Single by Alt-J

from the album The Dream
- Released: September 22, 2021
- Genre: Indie rock
- Length: 3:19
- Label: Canvasback; Infectious;
- Songwriters: Joe Newman, Thom Sonny Green, Gus Unger-Hamilton
- Producer: Charlie Andrew

Alt-J singles chronology
| "Pleader" (2017) | "U&ME" (2021) | "Get Better" (2021) |

= U&ME =

"U&ME" is a song by British indie rock band Alt-J. It was released alongside the announcement of their fourth album The Dream on September 22, 2021, as the first single from the album, and the second on the album's tracklist.

== Writing and composition ==

"U&ME" was written by Alt-J frontman Joe Newman and is largely based on a real-life experience at the Sun Cycle Festival in Melbourne, which he attended with his partner. Newman stated that "two-thirds of the writing" for the song was directly inspired by the event, grounding the track in autobiographical detail.

The song has been described as a love story constructed from fragmented memories, capturing a sense of pre-pandemic togetherness and nostalgia. Musically, it is characterized by a relaxed, stripped-back style consistent with the band's blend of indie rock and experimental pop. In interviews surrounding The Dream, the band also framed the track around themes of joy and intimacy, reflecting a moment where "nothing could be any better than it is right now".

Lyrically, "U&ME" juxtaposes realism with surrealism. While much of the narrative reflects genuine experiences, Newman deliberately exaggerated elements in the song's final section, introducing what he described as a "devolving, druggy madness" that is "completely fictitious".

== Music video ==

The music video for "U&ME" was directed by Prosper Unger-Hamilton, the brother of band member Gus Unger-Hamilton, and released on 22 September 2021. It was produced by MrMr Films and marked one of the first occasions in which all members of Alt-J prominently appear together in a music video.

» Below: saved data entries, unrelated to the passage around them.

PR #120, opened 2019-04-21
Add support for mounting rdma resources

Mmduh-483:
If isRdma flag is true and the device is supporting the rdma then
the rdma device Spec will be mounted to the container


pkg/resources/rdma/mlnxRdma.go
```diff
@@ -0,0 +1,36 @@
...
+type mlnxRdmaSpec struct {
+	isRdma     bool
+	deviceSpec []*pluginapi.DeviceSpec
+}
+
+// NewMlnxRdmaSpec returns the Mellanox vendor RdmaSpec
+func NewMlnxRdmaSpec(pciAddrs string) types.RdmaSpec {
+	isRdma := len(rdmamap.GetRdmaDevicesForPcidev(pciAddrs)) > 0
+	deviceSpec := make([]*pluginapi.DeviceSpec, 0)
+	deviceSpec = append(deviceSpec, &pluginapi.DeviceSpec{
```
adrianchiris: if isRdma == False i dont think we need to append a DeviceSpec object

pkg/resources/pool_stub.go
```diff
@@ -68,6 +68,11 @@ func (rp *resourcePool) GetDeviceSpecs(deviceIDs []string) []*pluginapi.DeviceSp
 	for _, id := range deviceIDs {
 		if dev, ok := rp.devicePool[id]; ok {
 			newSpecs := dev.GetDeviceSpecs()
+			rdmaSpec := dev.GetRdmaSpec()
+			if rp.config.IsRdma && rdmaSpec.IsRdma() {
```
adrianchiris: what will happen if a resource is marked as isRdma in the config file but rdmaSpec.IsRdma() is false ?
I think we should at least  log the error as the container will have no RDMA capabilities although the user requested it.

pkg/resources/rdma/mlnxRdma.go
Mmduh-483: fixed

pkg/resources/pool_stub.go
Mmduh-483: I will add a new filter in the `deviceSelector,go` to fix it

adrianchiris: Also i recommend to log an error if we get to this point and (rp.config.IsRdma != rdmaSpec.IsRdma())

Mmduh-483: ok

pkg/resources/factory.go
```diff
@@ -103,6 +104,16 @@ func (rf *resourceFactory) GetResourcePool(rc *types.ResourceConfig, deviceList
 		}
 	}
 
+	// filter for rdma devices
+	if rc.IsRdma {
+		rdmaDevices := make([]types.PciNetDevice, 0)
+		for _, dev := range filteredDevice {
+			if dev.GetRdmaSpec().IsRdma() {
+				rdmaDevices = append(rdmaDevices, dev)
```
zshi-redhat: Looks like ``rdmaDevices`` is created but not used anywhere, shall it be assigned back to ``filteredDevice``?

images/configMap.yaml
```diff
@@ -21,6 +21,15 @@ data:
                     "devices": ["154c", "10ed"],
                     "drivers": ["vfio-pci"]
                 }
+            },
+            {
+                "resourceName": "mlnx_sriov_rdma",
+                "isRdma": true,
```
zshi-redhat: Is there any thought on how to add various ``rdma`` modes support based on the ``isRdma`` config?  like how do you specify the rdma mode(RoCE, IB, etc) in the config.

adrianchiris: How RDMA is implemented and transported depends on the fabric and the driver.
Basically you can say, from an application point of view(assuming it was written correctly and does no assumptions on the underlying fabric), that its "auto-selected".

pkg/resources/factory.go
Mmduh-483: fixed

ahalim-intel:
What happens if a resource pool configured as `"isRdma": true` but the resource pool contains devices that do not support RDMA(insufficient selectors)? Are you ensuring that only RDMA capable devices should be included for a resource pool with `"isRdma": true`?

images/configMap.yaml
Mmduh-483: > What happens if a resource pool configured as `"isRdma": true` but the resource pool contains devices that do not support RDMA(insufficient selectors)? Are you ensuring that only RDMA capable devices should be included for a resource pool with `"isRdma": true`?

This approach only includes the RDMA capable devices, we may add an additional configuration's flag `"mountRdma": bool` this will be to mount RDMA resources if the device is RDMA capable, or we can mount the RDMA resource if the device is RDMA capable by default and remove `isRdma` flag from the configuration file, what do you think is the best approach?

Mmduh-483:
This approach only includes the RDMA capable devices, we may add an additional configuration's flag "mountRdma": bool this will be to mount RDMA resources if the device is RDMA capable, or we can mount the RDMA resource if the device is RDMA capable by default and remove isRdma flag from the configuration file, what do you think is the best approach?

ahalim-intel:
As long as a resource pool does not include non-rdma device then this is Ok.  I don't think we need another flag for that. But I think what is important there is to be able to specify the mode of RDMA. In my understanding there are 3 modes(or 4 maybe), Infiniband, iWARP, RoCE, and RoCEv2.  So, in the factory.go GetRdmaSpec() we should switch on RDMA modes instead of vendor ID there(some vendor/nic may support more than one modes).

The video is set primarily at a skatepark and draws inspiration from 1990s skate videos, incorporating lo-fi cinematography and stylized visual effects.It depicts the band navigating the environment while experiencing increasingly surreal and distorted imagery, including exaggerated obstacles and hallucinatory sequences.

== Critical reception ==

"U&ME" received generally positive reviews from music critics, who highlighted its nostalgic tone and understated production. Writing for ABC's triple j, Al Newstead described the track as a "stripped-back" and reflective lead single that captures a sense of pre-pandemic togetherness, with its festival-inspired narrative contributing to a warm, intimate atmosphere. Critics also noted the song’s blend of realism and surrealism, particularly in its closing section, as a continuation of Alt-J's distinctive songwriting style.

Reviews of The Dream frequently singled out "U&ME" as a standout track. NME described the song as one of the album’s most immediate and accessible moments, emphasizing its themes of joy and escapism while situating it within the record’s broader exploration of memory and fantasy. Similarly, other critics noted that the track’s relaxed groove and emotional clarity made it an effective introduction to the album’s tone and lyrical concerns.

==Remix==

The track was later remixed by American DJ Baauer.